*Activity:* Each line of the entries that mentions the string "None" needs to be reported.

*Source records:*
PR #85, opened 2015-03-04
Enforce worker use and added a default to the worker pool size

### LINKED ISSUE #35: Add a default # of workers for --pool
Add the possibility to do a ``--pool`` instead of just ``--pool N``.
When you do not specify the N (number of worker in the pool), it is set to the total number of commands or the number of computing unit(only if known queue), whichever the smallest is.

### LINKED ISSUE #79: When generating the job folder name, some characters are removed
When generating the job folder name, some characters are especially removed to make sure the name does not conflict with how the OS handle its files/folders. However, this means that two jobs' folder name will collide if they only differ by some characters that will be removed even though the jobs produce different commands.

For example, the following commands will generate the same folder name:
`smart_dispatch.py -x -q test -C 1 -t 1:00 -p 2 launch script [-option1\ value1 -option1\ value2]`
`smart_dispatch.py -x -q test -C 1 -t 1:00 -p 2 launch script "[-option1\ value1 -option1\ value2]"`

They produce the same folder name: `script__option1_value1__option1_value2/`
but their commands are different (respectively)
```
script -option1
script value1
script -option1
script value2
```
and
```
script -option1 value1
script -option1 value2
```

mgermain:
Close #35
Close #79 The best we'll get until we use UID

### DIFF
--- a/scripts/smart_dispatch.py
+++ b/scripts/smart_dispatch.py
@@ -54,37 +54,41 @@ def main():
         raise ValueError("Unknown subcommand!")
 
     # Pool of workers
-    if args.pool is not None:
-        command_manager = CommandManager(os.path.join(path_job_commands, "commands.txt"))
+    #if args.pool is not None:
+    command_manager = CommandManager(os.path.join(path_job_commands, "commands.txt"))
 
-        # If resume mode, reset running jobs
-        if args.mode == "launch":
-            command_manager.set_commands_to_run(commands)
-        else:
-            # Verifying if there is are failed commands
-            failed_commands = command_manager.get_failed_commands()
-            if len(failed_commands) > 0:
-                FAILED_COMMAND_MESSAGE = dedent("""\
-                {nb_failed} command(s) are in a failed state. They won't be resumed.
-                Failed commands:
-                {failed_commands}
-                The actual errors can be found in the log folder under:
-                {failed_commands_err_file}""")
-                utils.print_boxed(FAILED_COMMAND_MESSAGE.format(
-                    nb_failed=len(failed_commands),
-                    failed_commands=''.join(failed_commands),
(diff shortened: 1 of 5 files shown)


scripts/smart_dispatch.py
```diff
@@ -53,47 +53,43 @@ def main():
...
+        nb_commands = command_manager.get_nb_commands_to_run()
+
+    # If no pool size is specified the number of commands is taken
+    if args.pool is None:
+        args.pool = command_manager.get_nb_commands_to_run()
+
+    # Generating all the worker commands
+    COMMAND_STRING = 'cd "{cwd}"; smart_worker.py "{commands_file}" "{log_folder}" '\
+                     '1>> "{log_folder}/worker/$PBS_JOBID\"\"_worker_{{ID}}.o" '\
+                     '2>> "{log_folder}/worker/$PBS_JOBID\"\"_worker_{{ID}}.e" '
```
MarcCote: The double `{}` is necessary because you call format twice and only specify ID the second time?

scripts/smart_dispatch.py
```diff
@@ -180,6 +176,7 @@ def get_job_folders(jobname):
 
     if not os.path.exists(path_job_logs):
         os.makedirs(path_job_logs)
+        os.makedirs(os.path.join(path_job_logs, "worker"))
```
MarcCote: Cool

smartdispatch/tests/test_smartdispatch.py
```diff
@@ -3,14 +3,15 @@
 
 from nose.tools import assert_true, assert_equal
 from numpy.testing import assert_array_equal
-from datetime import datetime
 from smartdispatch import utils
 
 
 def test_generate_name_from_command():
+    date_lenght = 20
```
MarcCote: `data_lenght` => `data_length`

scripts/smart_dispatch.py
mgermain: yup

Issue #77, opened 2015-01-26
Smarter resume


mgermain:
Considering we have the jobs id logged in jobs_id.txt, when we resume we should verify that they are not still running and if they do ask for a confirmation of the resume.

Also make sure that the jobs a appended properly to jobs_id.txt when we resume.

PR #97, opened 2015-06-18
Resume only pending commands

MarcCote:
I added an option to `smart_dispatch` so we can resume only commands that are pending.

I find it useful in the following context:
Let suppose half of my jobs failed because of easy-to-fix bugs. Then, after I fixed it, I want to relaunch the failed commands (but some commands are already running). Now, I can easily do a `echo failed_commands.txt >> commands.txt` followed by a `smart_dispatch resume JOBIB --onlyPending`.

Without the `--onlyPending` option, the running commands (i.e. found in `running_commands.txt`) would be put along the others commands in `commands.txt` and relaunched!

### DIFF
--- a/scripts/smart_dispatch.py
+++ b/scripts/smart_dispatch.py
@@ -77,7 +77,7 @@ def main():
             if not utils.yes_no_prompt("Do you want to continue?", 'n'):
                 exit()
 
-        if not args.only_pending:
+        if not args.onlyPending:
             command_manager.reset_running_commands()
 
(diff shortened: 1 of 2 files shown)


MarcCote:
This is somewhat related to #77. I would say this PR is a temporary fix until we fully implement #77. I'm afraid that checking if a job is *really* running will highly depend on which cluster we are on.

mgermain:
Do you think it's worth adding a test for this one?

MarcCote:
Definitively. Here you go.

*Solution below:*
-    if args.pool is not None:
+    #if args.pool is not None:
+    if args.pool is None:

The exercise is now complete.